Alex is 12-1/2, neutered at 6 months. He used to hump every toy that was bigger than him. They even got wet if you know what I mean. Sooooo I put all of them in the garbage. Now he does not hump anything but...... When I lay down in bed, I have barely time to lay down, he is already on my arm humping me. And he holds on to my arm with his front legs for dear life. I have tried to discourage him for years. He is a stubborn little guy. A few months ago I had a pet communicator talk to him and I asked her to ask him why he does that. His answer ? BECAUSE IT MAKES ME FEEL GOOD !!!!!!!!


----------



## Alice Ana (Mar 17, 2010)

:lol: :lol: :lol: :lol:


maltesejane said:


> alex is 12-1/2, neutered at 6 months. He used to hump every toy that was bigger than him. They even got wet if you know what i mean. Sooooo i put all of them in the garbage. Now he does not hump anything but...... When i lay down in bed, i have barely time to lay down, he is already on my arm humping me. And he holds on to my arm with his front legs for dear life. I have tried to discourage him for years. He is a stubborn little guy. A few months ago i had a pet communicator talk to him and i asked her to ask him why he does that. His answer ? Because it makes me feel good !!!!!!!!


----------



## roxybaby22 (Feb 25, 2009)

MalteseJane said:


> Alex is 12-1/2, neutered at 6 months. He used to hump every toy that was bigger than him. They even got wet if you know what I mean. Sooooo I put all of them in the garbage. Now he does not hump anything but...... When I lay down in bed, I have barely time to lay down, he is already on my arm humping me. And he holds on to my arm with his front legs for dear life. I have tried to discourage him for years. He is a stubborn little guy. A few months ago I had a pet communicator talk to him and I asked her to ask him why he does that. His answer ? BECAUSE IT MAKES ME FEEL GOOD !!!!!!!!

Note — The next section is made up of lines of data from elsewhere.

PR #2524, opened 2026-07-26
fix: use exact printing

### LINKED ISSUE #2369: Rich text box missing pictures when printing
when i add any picture on rich box and want to export it as a pdf it doesn't show on the pdf file

### LINKED ISSUE #2523: Drop Cap fill rendered incorrectly in PDF
**This bug was found in**

- [x] Desktop
- [ ] Web App
- [ ] Both

**Describe the bug**
I have created a Drop Cap style with white fill and a red outline. While it is rendered correctly in Neanes, when I export the document to PDF, the white fill is rendered as gray.
Is this a bug?
Thank you!

The settings
Image

The Drop Cap in "Neanes"
Image

The Drop Cap in PDF

Image

danielgarthur:
Fixes #2523.

Maybe fixes #2369, although I was never able to reproduce that issue.

Uses `exact` printing. See [docs](https://developer.mozilla.org/en-US/docs/Web/CSS/Reference/Properties/print-color-adjust).

### DIFF
--- a/electron/main/index.ts
+++ b/electron/main/index.ts
@@ -899,6 +899,7 @@ async function exportWorkspaceAsPdf(
             args.pageHeightInches,
           ),
           landscape: args.landscape,
+          printBackground: true,
         });
         const newPath = replaceExtension(args.filePath!, 'pdf');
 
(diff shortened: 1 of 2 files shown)


ichnilatis-gr:
Thank you a lot!

PR #1331, opened 2017-09-28
Add fix for crossing shadow boundary in getParents()

varunkumar:
Add fix for scrolling elements inside ShadowDOM. https://github.com/DevExpress/testcafe/issues/1808


miherlosev:
I've checked your PR and found out that it does not completely fix the related TestCafe's issue.

If you run the following test code against your PR, it will fail.
```js
test('"getParents" should work properly for elements inside shadowDOM', function () {
    var host  = document.createElement('div');
    var root  = host.createShadowRoot();
    var input = document.createElement('input');

    document.body.appendChild(host);
    root.appendChild(input);

    var parents = domUtils.getParents(input);

    deepEqual(parents, [root, host, document.body, document.documentElement]);
   document.body.removeChild(host);
});
```

It happens because we check that element's parent is `ELEMENT_NODE` (see https://github.com/DevExpress/testcafe-hammerhead/blob/e0e9e8c4d2ca600183282ef9ca41becbf4c758b2/src/client/utils/dom.js#L747)
But element's parent is `DOCUMENT_FRAGMENT_NODE`.
Also we should work properly with document fragment nodes that are not in shadowDOM.

AlexanderMoskovkin:
Guys, since the `getParents` function became more complex please add a simple qunit test for the ShadowDOM case

miherlosev:
Guys, we will improve this functionality in context of support web components.

varunkumar:
Is there any timeline for this? We use `web-components` heavily and having a full fledged support from TestCafe would be helpful.

miherlosev:
We are planning to start working with your PR next week.

miherlosev:
@testcafe-build-bot \retest

miherlosev:
FPR
@LavrovArtem @AndreyBelym

miherlosev:
ping @LavrovArtem @AndreyBelym

PR #1332, opened 2017-09-28
Revert "Use `iltorb` module instead of 'brotli` (#1310)"

LavrovArtem:


LavrovArtem:
We have to revert the fix since we've faced a major issue there. The [iltorb](https://www.npmjs.com/package/iltorb) module requires the c++ compiler. There are compiled binaries for linux, win and mac platforms for nodejs versions 4, 6 and 8. But if you use it with nodejs v5 or v7 node tries to compile c++ files. C++ compiler is not available on most operating systems by default. In this case the iltorb module installation fails.
We will try to find the best way to resolve this and fix the initial issue.

PR #1335, opened 2017-10-03
fix `The elements processing does not work for documentFragment after it was added to DOM` (close #1334)

### LINKED ISSUE #1334: The elements processing does not work for documentFragment after it was added to DOM
The `appendChild` and `insertBefore` wrapped functions are called the [_onElementAdded (el)](https://github.com/DevExpress/testcafe-hammerhead/blob/master/src/client/sandbox/node/element.js#L551) function after `el` was added to DOM.
If `el` is `documentFragment`, the empty `documentFragment` is passed into the `_onElementAdded` function .

LavrovArtem:
/cc @miherlosev @AlexanderMoskovkin

### DIFF
--- a/src/client/sandbox/node/element.js
+++ b/src/client/sandbox/node/element.js
@@ -296,7 +296,7 @@ export default class ElementSandbox extends SandboxBase {
         return result;
     }
 
-    _insertNodeCore (parentNode, args, nativeFn, needToCheckThatBodyElIsPresent) {
+    _addNodeCore ({ parentNode, args, nativeFn, checkBody }) {
         const newNode = args[0];
 
         this._prepareNodeForInsertion(newNode, parentNode);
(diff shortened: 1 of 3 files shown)


src/client/sandbox/node/element.js
```diff
@@ -292,6 +296,37 @@ export default class ElementSandbox extends SandboxBase {
...
+        // certain manipulations and then remove it.
+        // Therefore, we need to check if the body element is present in DOM
+        if (needToCheckThatBodyElIsPresent && domUtils.isBodyElementWithChildren(parentNode) &&
+            domUtils.isElementInDocument(parentNode))
+            result = this.shadowUI.insertBeforeRoot(newNode);
+        else
+            result = nativeFn.apply(parentNode, args);
+
+        if (childNodes) {
+            for (const child of childNodes)
```
miherlosev: instead of `for..of` loop use the `Array.forEach` method

src/client/sandbox/node/element.js
```diff
@@ -551,11 +551,15 @@ export default class ElementSandbox extends SandboxBase {
     _onElementAdded (el) {
         if ((domUtils.isElementNode(el) || domUtils.isDocumentNode(el)) && domUtils.isElementInDocument(el)) {
             const iframes = domUtils.getIframes(el);
+            const scripts = domUtils.getScripts(el);
```
miherlosev: I propose to move this line to `561` row (before `for..of` loop for `scripts`).

PR #1343, opened 2017-10-11
Replace shortid to nanoid

ai:
Since `shortid` [will be replaced](https://github.com/DevExpress/testcafe/pull/1866) to `nanoid` in main `testcafe` repo, I replaced it here as well.

I used full 22 symbols in ID (`shortid` used only 7), since here (as I understood) we need better collision protection. 22 symbols is equal to UUID v4 collision probability, so we can be sure in it.

### DIFF
--- a/src/session/index.js
+++ b/src/session/index.js
@@ -35,7 +35,7 @@ export default class Session extends EventEmitter {
 
     static _generateSessionId () {
         // NOTE: GH-116
-        return nanoid();
+        return nanoid(7).replace(/~/g, '-');
     }
 
     // State


miherlosev:
Hi, @ai .
Thank you for your PR.
At present, we use a unique identifier with 9 symbols.
We want to leave it as is.
Could you please change your PR accordingly ?
```js
nanonid() -> nanoid(9)
```

ai:
Sure. I will update it, when will return to home.

miherlosev:
@testcafe-build-bot \retest

ai:
Do you need any help?

miherlosev:
I've researched the failed tests and found the problem with our proxy.
If sessionId ends with tilda char (`~`) and we open a service `about:blank` page then our proxy failed.
Example of a proxied url: `http://localhost:1401/JSKLJJLASJKJSQ~/about:blank`.

I need an additional time to investigate it.

ai:
We can replace `~` to `-` to be compatible with shortid. I will update PR (we use ~ because trailing - had problems on old Android, but maybe it is not big deal for test cafe)

ai:
@miherlosev I fixed `nanoid` usage, not it is more compatible with `shortid`.

1. I reduced ID size back to 7 as in `shortid`.
2. I replaced `~` to `-` to have `shortid` alphabet.

miherlosev:
Thanks for you work.
I will merge your PR after fix the problem with `~` symbol.

ai:
I removed `~` symbol from PR (it will be replaced to `-`)

miherlosev:
Yes, I saw it. But your PR shows us a problem with the `~` character in proxied urls.
First, we will fix this problem.

ai:
Sure. Maybe then I can revert my ~ to - fix since ~ is more URL safe

miherlosev:
Yes, of course.

miherlosev:
I've created an [another PR](https://github.com/DevExpress/testcafe-hammerhead/pull/1414) because @ai removed own fork.

PR #1352, opened 2017-10-27
fix 'should properly set value of instrumented property if it is readonly for DOM elements' (close #1351)

### LINKED ISSUE #1351: Can't set the `nextSibling` properly of a plain object to null
**Tested page:**
```js
<!DOCTYPE html>
<html lang="en">
<head>
    <meta charset="UTF-8">
    <title>Title</title>
</head>
<body>
    <input id="input" />
    <script>
        function MyClass () {
            this.nextSibling = document.getElementById('input');
        }

        var instance = new MyClass();

        instance.nextSibling = null;

        alert(instance.nextSibling);
    </script>
</body>
</html>
```

**Without hammerhead:** `alert(null)`.
**With hammerhead:** `alert(<input-element-description>)`.

**Reason:**
https://github.com/DevExpress/testcafe-hammerhead/blob/master/src/client/sandbox/code-instrumentation/properties/index.js#L406

```js
nextSibling: {
  condition: node => node.nextSibling && domUtils.isDomElement(node.nextSibling),
  get:       node => domUtils.isShadowUIElement(node.nextSibling) ? null : node.nextSibling,
  set:       () => void 0
},
```

It seems we should add one more check to the condition like: `domUtils.isDomElement(node),`.
Additionally take a look at other properties. It possible there similar things there.

miherlosev:
@AlexanderMoskovkin @churkin

### DIFF
--- a/src/client/sandbox/code-instrumentation/properties/index.js
+++ b/src/client/sandbox/code-instrumentation/properties/index.js
@@ -180,9 +180,7 @@ export default class PropertyAccessorsInstrumentation extends SandboxBase {
             },
 
             attributes: {
-                condition: el => {
-                    return el.attributes instanceof window.NamedNodeMap;
-                },
+                condition: el => domUtils.isDomElement(el) && el.attributes instanceof window.NamedNodeMap,
 
                 get: el => getAttributesProperty(el),
                 set: (el, value) => value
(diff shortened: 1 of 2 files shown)


miherlosev:
FPR
@churkin

AlexanderMoskovkin:
ping @churkin

PR #1355, opened 2017-11-02
fix '"Refresh" header should be overriden' (close #1354)

### LINKED ISSUE #1354: 'Refresh' header should be overriden
related to https://github.com/DevExpress/testcafe/issues/1920

see header specification in https://en.wikipedia.org/wiki/List_of_HTTP_header_fields

miherlosev:
@LavrovArtem @churkin


miherlosev:
FPR

Issue #1363, opened 2017-11-08
The href change of the iframe location works wrong


LavrovArtem:
When cross domain iframe changes location, it leaves proxy port as is, but parent window location and new iframe location may be the same domain.

Related with https://github.com/DevExpress/testcafe/issues/1922

LavrovArtem:
I'm working on this

LavrovArtem:
This problem also applies to the processing of the iframe page on server side and client side. We should pay attention to the parent's location when choosing a proxy port for url of elements that change the location of an iframe [for example anchor or area].

To begin with, I'll make a simplified fix that fixes the related issue from TestCafe repo (DevExpress/testcafe#1922).

PR #1365, opened 2017-11-09
Temporary solution for `The href change of the iframe location works wrong #1363`

LavrovArtem:
/cc @churkin @miherlosev


LavrovArtem:
ping @churkin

:HistericalSmiley::HistericalSmiley:


----------



## nekkidfish (Aug 25, 2009)

MalteseJane said:


> Alex is 12-1/2, neutered at 6 months. He used to hump every toy that was bigger than him. They even got wet if you know what I mean. Sooooo I put all of them in the garbage. Now he does not hump anything but...... When I lay down in bed, I have barely time to lay down, he is already on my arm humping me. And he holds on to my arm with his front legs for dear life. I have tried to discourage him for years. He is a stubborn little guy. A few months ago I had a pet communicator talk to him and I asked her to ask him why he does that. His answer ? BECAUSE IT MAKES ME FEEL GOOD !!!!!!!!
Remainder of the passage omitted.